### Provided records
PR #822, opened 2026-08-28
chore(geofence): make the emitted-mark write atomic and bound GMS awaits

mrehan27:
https://linear.app/customerio/issue/MBL-2319/improve-geofence-transition-reliability

Two ways an interrupted operation could strand geofence state. Neither changes
the events the SDK emits; both remove a way the existing behaviour can be lost.

### The emitted-ENTER mark could be persisted under the wrong owner

`markEnterEmitted` wrote the mark's owner and its id set as two separate prefs
commits. A process death between them persists the new owner alongside the
previous user's id set. Owner scoping then reads those marks as the new user's,
silencing their first arrival at every fence in the set — and the next mark
write carries the stale ids forward, so the contamination outlives the crash
that caused it.

Both keys now go in a single editor block, which is one atomic file write, so
the owner can never be persisted apart from the set it owns.
Replace-on-owner-change and idempotency semantics are unchanged.

`claimExit` had the same window over the same two keys — it consumed the
containment record and cleared the mark in two commits, so a torn write strands
the mark and the next genuine arrival is dropped by the redundant-ENTER guard.
Its single caller is inlined so both keys land in one commit. (Review follow-up.)

### A GMS call that never calls back suspended the sync pipeline for the process lifetime

`addGeofences`, `removeGeofences` and `clearAll` awaited their GMS Task with an
unbounded `suspendCancellableCoroutine`. GMS normally calls back in
milliseconds, but a Task never resolves at all when Play Services is mid-update
or has crashed. Every caller holds the refresh slot — and `reset()` waits on
`stateMutex` behind it — so one unresolved Task wedged every later sync for the
life of the process.

Each await now carries a 5s deadline and fails the call instead, landing in the
retry paths a real GMS failure already uses. 5s is generous against the
millisecond norm and fits inside the broadcast receiver's own 8s `goAsync`
budget, so on the movement-refresh path the deadline can still fire before the
receiver gives up waiting.

`withTimeoutOrNull` is safe in this position, unlike around the refresh-slot
CAS: nothing holds a resource on the block's return value, so a deadline racing
a late GMS success only converts it into a spurious failure, and the cancelled
continuation makes the late callback a no-op through the existing `isActive`
guards.

### Test plan

- New `replaceGeofences_givenGmsTaskNeverCallsBack_expectTimeoutFailureInsteadOfIndefiniteSuspend`,
  using a Task that registers listeners and never invokes them; asserts the call
  fails with `TimeoutException` rather than suspending. `runTest` virtual time
  makes the deadline instant.
- `removeGeofencesByIds` and `clearAll` share the deadline helper and now have
  their own timeout tests.
- No new test for the atomic writes: the semantics it preserves are already
  covered by `markEnterEmitted_givenNewOwner_expectPreviousUsersMarksDiscarded`
  and `markEnterEmitted_givenCalledTwice_expectStillReportedAndIdempotent`, and
  the atomicity itself is by construction — `GeofenceRegionStoreImpl` builds its
  prefs from `context`, so reaching the crash window from a test would mean
  adding an injection seam used by nothing else. The semantics `claimExit`
  preserves are covered by `claimExit_givenEnterReported_expectMarkClearedWithContainment`
  and `claimExit_givenNeverEntered_expectMarkRetained`.
- 409 tests / 0 failures, ktlint and apiCheck green.

### Stack

```
feature/geofence-polygons
└── mbl-2319-geofence-atomic-mark-and-bounded-awaits   ← this PR
```

### DIFF
--- a/geofence/src/main/kotlin/io/customer/geofence/GeofenceManager.kt
+++ b/geofence/src/main/kotlin/io/customer/geofence/GeofenceManager.kt
@@ -225,7 +225,9 @@ internal class GeofenceManager(
     }
 
     private companion object {
-        // Generous against the millisecond norm, and inside the receiver's 8s goAsync budget.
+        // Per call, generous against the millisecond norm. A pass chains up to four (remove and
+        // re-add movement, add business, roll back), so a wedged GMS can still outlast the
+        // receiver's 8s goAsync budget — the join there is best-effort and the refresh continues.
         val GMS_CALL_TIMEOUT = 5.seconds
     }
 }
--- a/geofence/src/main/kotlin/io/customer/geofence/GeofenceManager.kt
+++ b/geofence/src/main/kotlin/io/customer/geofence/GeofenceManager.kt
@@ -9,8 +9,12 @@ import androidx.annotation.RequiresPermission
 import com.google.android.gms.location.Geofence
 import com.google.android.gms.location.GeofencingClient
 import com.google.android.gms.location.GeofencingRequest
+import java.util.concurrent.TimeoutException
 import kotlin.coroutines.resume
+import kotlin.time.Duration.Companion.seconds
+import kotlinx.coroutines.CancellableContinuation
 import kotlinx.coroutines.suspendCancellableCoroutine
+import kotlinx.coroutines.withTimeoutOrNull
 
 /** Wraps GeofencingClient to register/remove geofences with the OS. */
 internal class GeofenceManager(
@@ -137,7 +141,7 @@ internal class GeofenceManager(
             return Result.failure(e)
         }
 
-        return suspendCancellableCoroutine { cont ->
+        return awaitGmsCall("addGeofences") { cont ->
             try {
                 client.addGeofences(request, pendingIntent)
                     .addOnSuccessListener {
@@ -159,7 +163,7 @@ internal class GeofenceManager(
     suspend fun removeGeofencesByIds(ids: List<String>): Result<Unit> {
         if (ids.isEmpty()) return Result.success(Unit)
 
-        return suspendCancellableCoroutine { cont ->
+        return awaitGmsCall("removeGeofences") { cont ->
             try {
                 client.removeGeofences(ids)
                     .addOnSuccessListener {
@@ -180,7 +184,7 @@ internal class GeofenceManager(
     }
 
     suspend fun clearAll(): Result<Unit> {
-        return suspendCancellableCoroutine { cont ->
+        return awaitGmsCall("removeGeofences (all)") { cont ->
             client.removeGeofences(pendingIntent)
                 .addOnSuccessListener {
                     if (!cont.isActive) return@addOnSuccessListener
@@ -196,6 +200,21 @@ internal class GeofenceManager(
         }
     }
 
+    /**
+     * A Task never calls back when Play Services is mid-update, and the caller holds the refresh
+     * slot — so an unbounded await wedges every later sync. Safe here unlike around the slot CAS:
+     * nothing holds a resource on the result, so a late success just becomes a spurious failure.
+     */
+    private suspend fun awaitGmsCall(
+        description: String,
+        block: (CancellableContinuation<Result<Unit>>) -> Unit
+    ): Result<Unit> =
+        withTimeoutOrNull(GMS_CALL_TIMEOUT) { suspendCancellableCoroutine(block) }
+            ?: run {
+                logger.logGmsCallTimedOut(description)
+                Result.failure(TimeoutException("GMS $description gave no callback within $GMS_CALL_TIMEOUT"))
+            }
+
     private fun GeofenceRegion.toGmsGeofence(): Geofence {
         return Geofence.Builder()
             .setRequestId(id)
@@ -203,5 +222,10 @@ internal class GeofenceManager(
             .setTransitionTypes(toGmsTransitionTypes())
             .setExpirationDuration(GeofenceConstants.GEOFENCE_EXPIRATION_NEVER)
             .build()
+    }
+
+    private companion object {
+        // Generous against the millisecond norm, and inside the receiver's 8s goAsync budget.
+        val GMS_CALL_TIMEOUT = 5.seconds
     }
 }
--- a/geofence/src/main/kotlin/io/customer/geofence/store/GeofenceRegionStore.kt
+++ b/geofence/src/main/kotlin/io/customer/geofence/store/GeofenceRegionStore.kt
@@ -247,11 +247,13 @@ internal class GeofenceRegionStoreImpl(
         // One identity owns the set at a time, so a different owner makes it stale — replace, not add.
         val sameOwner = readEmittedEnterOwner() == userId
         val current = if (sameOwner) readEmittedEnterIds() else emptySet()
-        if (!sameOwner) {
-            prefs.edit { putString(KEY_EMITTED_ENTER_OWNER, userId) }
-        }
-        if (geofenceId !in current) {
-            writeJson(KEY_EMITTED_ENTER_IDS, ID_SET_SERIALIZER, current + geofenceId)
+        if (sameOwner && geofenceId in current) return@synchronized
+        // One commit: a death between separate writes leaves the new owner holding the old set.
+        prefs.edit {
+            if (!sameOwner) {
+                putString(KEY_EMITTED_ENTER_OWNER, userId)
+            }
+            putString(KEY_EMITTED_ENTER_IDS, jsonSerializer.encode(ID_SET_SERIALIZER, current + geofenceId))
         }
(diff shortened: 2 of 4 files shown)


geofence/src/main/kotlin/io/customer/geofence/store/GeofenceRegionStore.kt
```diff
@@ -247,11 +247,13 @@ internal class GeofenceRegionStoreImpl(
...
-        if (geofenceId !in current) {
-            writeJson(KEY_EMITTED_ENTER_IDS, ID_SET_SERIALIZER, current + geofenceId)
+        if (sameOwner && geofenceId in current) return@synchronized
+        // One commit: a death between separate writes leaves the new owner holding the old set.
+        prefs.edit {
+            if (!sameOwner) {
+                putString(KEY_EMITTED_ENTER_OWNER, userId)
+            }
+            putString(KEY_EMITTED_ENTER_IDS, jsonSerializer.encode(ID_SET_SERIALIZER, current + geofenceId))
         }
```
mahmoud-elmorabea, line 262: 🔴 **`claimExit` still has this exact window, and it's the more damaging half of the pair.**

Lines 208-213, over the same two keys this block just made atomic:

```kotlin
writeJson(KEY_ENTERED_IDS, ID_SET_SERIALIZER, current - geofenceId)  // editor commit #1
clearEnterEmitted(geofenceId)                                        // editor commit #2
```

geofence/src/main/kotlin/io/customer/geofence/GeofenceManager.kt
```diff
@@ -204,4 +223,9 @@ internal class GeofenceManager(
             .setExpirationDuration(GeofenceConstants.GEOFENCE_EXPIRATION_NEVER)
             .build()
     }
+
+    private companion object {
+        // Generous against the millisecond norm, and inside the receiver's 8s goAsync budget.
+        val GMS_CALL_TIMEOUT = 5.seconds
```
mahmoud-elmorabea, line 231: 🟠 **The deadline is per-call; this comment reads as per-pass.**

The movement path issues at least two sequential calls — `removeGeofencesByIds(MOVEMENT_TRIGGER_ID)` at line 102, then `registerBatch(movement)` — so a wedged Play Services burns ≥10s against the receiver's `DISPATCH_WAIT_BUDGET_MS = 8_000L`. Worst case through `replaceGeofencesInternal` (remove movement / add movement / add business / rollback) is 20s.

Not a regression — the receiver's `job.join()` is best-effort and the wait was unbounded before — but this comment is the whole justification for picking 5s, so it's worth making the per-call scope explicit rather than implying one deadline fits inside the receiver's budget.

geofence/src/main/kotlin/io/customer/geofence/GeofenceManager.kt
```diff
@@ -196,6 +200,21 @@ internal class GeofenceManager(
...
+     */
+    private suspend fun awaitGmsCall(
+        description: String,
+        block: (CancellableContinuation<Result<Unit>>) -> Unit
+    ): Result<Unit> =
+        withTimeoutOrNull(GMS_CALL_TIMEOUT) { suspendCancellableCoroutine(block) }
+            ?: run {
+                logger.logGmsCallTimedOut(description)
+                Result.failure(TimeoutException("GMS $description gave no callback within $GMS_CALL_TIMEOUT"))
+            }
```
mahmoud-elmorabea, line 216: 🟠 **New way to reach the ignored result at line 102.**

`replaceGeofencesInternal` discards the outcome of `removeGeofencesByIds(listOf(MOVEMENT_TRIGGER_ID))` and then re-adds the same ID. Against a slow-but-alive GMS the removal can now return a timeout failure while the request is still being processed, and the re-add lands on an ID that was never torn down — which is the "stuck OUTSIDE, blocks future EXITs" state the removal exists to prevent, and it stops discovery until the next app open or reboot.

GMS serializes requests per client in submission order, so the ordering itself should hold; the exposure is that a *spurious* deadline is a new way in. Low likelihood at 5s against a millisecond norm — flagging because the result is dropped on the floor, so nothing downstream can notice.

geofence/src/test/java/io/customer/geofence/GeofenceManagerTest.kt
```diff
@@ -360,6 +361,18 @@ class GeofenceManagerTest : RobolectricTest() {
...
+    fun replaceGeofences_givenGmsTaskNeverCallsBack_expectTimeoutFailureInsteadOfIndefiniteSuspend() = runTest {
+        // A Task that never resolves previously suspended the await for the life of the process.
+        grantAllPermissions()
+        every { client.addGeofences(any<GeofencingRequest>(), any()) } returns silentTask()
+
+        val result = manager.replaceGeofences(listOf(buildRegion(id = "business-1")))
+
+        result.isFailure.shouldBeTrue()
+        (result.exceptionOrNull() is TimeoutException).shouldBeTrue()
+    }
```
mahmoud-elmorabea: 🟠 Two small things.

**Coverage:** `awaitGmsCall` has three call sites; only `addGeofences` is exercised. A regression that dropped the deadline from `removeGeofencesByIds` or `clearAll` would go unnoticed, and `silentTask()` already exists — two more tests.

**Placement:** this landed inside the `// -- Helpers: permission --` section, between `grantAllPermissions()` and the `// -- Helpers: GMS Task stubs --` marker. Belongs with the other `@Test`s, above the `// -- Helpers: permission --` marker at line 349.

geofence/src/main/kotlin/io/customer/geofence/store/GeofenceRegionStore.kt
mrehan27: Good catch, and it was the worse one. Fixed in e29b692d.

`clearEnterEmitted` had exactly one caller, so it is inlined and both keys now land in a single `prefs.edit`. The thing that makes this clearly a defect rather than a judgement call is the comment that was already sitting on it — `// Same step:` — asserting an atomicity the code did not have. A torn write strands the mark and the next genuine arrival is then dropped by the redundant-ENTER guard, so the customer arrives and no ENTER fires.

No new test, same reasoning as the `markEnterEmitted` half: the store builds its prefs from `context`, so reaching the crash window would mean adding an injection seam used by nothing else. The semantics are covered by `claimExit_givenEnterReported_expectMarkClearedWithContainment` and `claimExit_givenNeverEntered_expectMarkRetained`.

geofence/src/main/kotlin/io/customer/geofence/GeofenceManager.kt
mrehan27: Agreed — the comment overstated it. Fixed in e29b692d.

It now reads per-call and states the chaining explicitly: a pass issues up to four (remove movement, re-add movement, add business, roll back), so a wedged Play Services can still outlast the receiver's 8s budget. As you say, not a regression — the join is best-effort and the wait was unbounded before.

Worth noting the constant does not change: 5s still bounds the worst case at 20s where 10s would have made it 40s. It was the justification that was wrong, not the number.

geofence/src/main/kotlin/io/customer/geofence/GeofenceManager.kt
mrehan27: Thought about this one and I am not changing it — mostly on the strength of your own premise.

If GMS serializes per client in submission order, the removal is still processed before the re-add. Our deadline changes when *we* stop waiting, not what GMS does, so the "re-added onto an ID that was never torn down" state does not actually materialise. And the result at line 102 is already discarded for genuine GMS failures, which is a path that has shipped for months; the deadline adds a rarer route to a path that already exists.

That serialization guarantee is the load-bearing assumption, so if you have reason to doubt it the conclusion flips and this becomes real. Flagging that rather than quietly relying on it.

The separate point — that the result is dropped on the floor so nothing downstream can notice — is fair and pre-existing. Happy to file it if you think it is worth doing properly, but it is a behaviour change beyond this PR.

geofence/src/test/java/io/customer/geofence/GeofenceManagerTest.kt
mrehan27: Both fixed in e29b692d.

Coverage: added `removeGeofencesByIds_givenGmsTaskNeverCallsBack_expectTimeoutFailure` and `clearAll_givenGmsTaskNeverCallsBack_expectTimeoutFailure`, reusing `silentTask()`. Codecov had independently flagged the same gap as 2 partials in that file.

Placement: you are right, it landed inside the permission-helpers section. All three tests are now above the `// -- Helpers: permission --` marker.

mahmoud-elmorabea (approved):
Looks good 💯 

Thanks for addressing the feedback 🥇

### Your goal
Could you state how many lines of the entries contain the word "made"? Only the number is wanted.

### Response below
2